The 2012 Alabama State Hornets football team represented Alabama State University as a member of the East Division of the Southwestern Athletic Conference (SWAC) during 2012 NCAA Division I FCS football season. Led by sixth-year head coach Reggie Barlow, the Hornets compiled an overall record of 7–4 with a mark of 7–2 in conference play. Alabama State played home games in Montgomery, Alabama, at the Cramton Bowl until Thanksgiving Day, when they moved into the newly-built Hornet Stadium.

==Schedule==

| Date | Time | Opponent | Site | TV | Result | Attendance |
| September 2 | 11:00 am | vs. Bethune–Cookman* | Florida Citrus Bowl; Orlando, FL (MEAC/SWAC Challenge); | ESPN | L 28–38 | 17,410 |
| September 8 | 1:00 pm | Mississippi Valley State | Cramton Bowl; Montgomery, AL; |  | W 29–7 | 11,804 |
| September 15 | 4:00 pm | at Grambling State | Eddie Robinson Stadium; Grambling, LA; | SWAC TV | W 19–18 | 8,062 |
| September 20 | 6:30 pm | Arkansas–Pine Bluff | Cramton Bowl; Montgomery, AL; | ESPNU | L 21–24 | 18,110 |
| September 29 | 2:00 pm | at Alcorn State | Casem-Spinks Stadium; Lorman, MS; |  | W 54–14 | 946 |
| October 6 | 1:00 pm | Texas Southern | Cramton Bowl; Montgomery, AL; |  | W 45–0 | 3,356 |
| October 13 | 1:00 pm | Jackson State | Cramton Bowl; Montgomery, AL; |  | L 34–37 | 10,154 |
| October 27 | 2:30 pm | vs.

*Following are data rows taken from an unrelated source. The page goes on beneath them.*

PR #221, opened 2023-02-10
In-demo instructions - tweaks - Security

Jsyro:
ngrok url for traction needs to be the tenant-proxy service
tokenurl for keycloak should work on import now. 

on screen instructions, most can be automated in future work

Basic secret header security to ver_config endpoints


oidc-controller/api/core/config.py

Alabama A&M | Legion Field; Birmingham, AL (Magic City Classic); | ESPNU | W 31–13 | 58,201 |
| November 3 | 1:00 pm | at Prairie View A&M | Edward L. Blackshear Field; Prairie View, TX; |  | W 35–21 | 2,348 |
| November 10 | 6:00 pm | at Southern | Ace W. Mumford Stadium; Baton Rouge, LA; |  | W 31–30 | 14,220 |
| November 22 | 3:00 pm | Tuskegee* | Hornet Stadium; Montgomery, AL (Turkey Day Classic); | ESPNU | L 25–27 | 27,500 |
*Non-conference game; Homecoming; All times are in Central time;

==Media==
All Hornets football games were broadcast live on WVAS 90.7 FM and were streamed on the team's website at bamastatesports.com.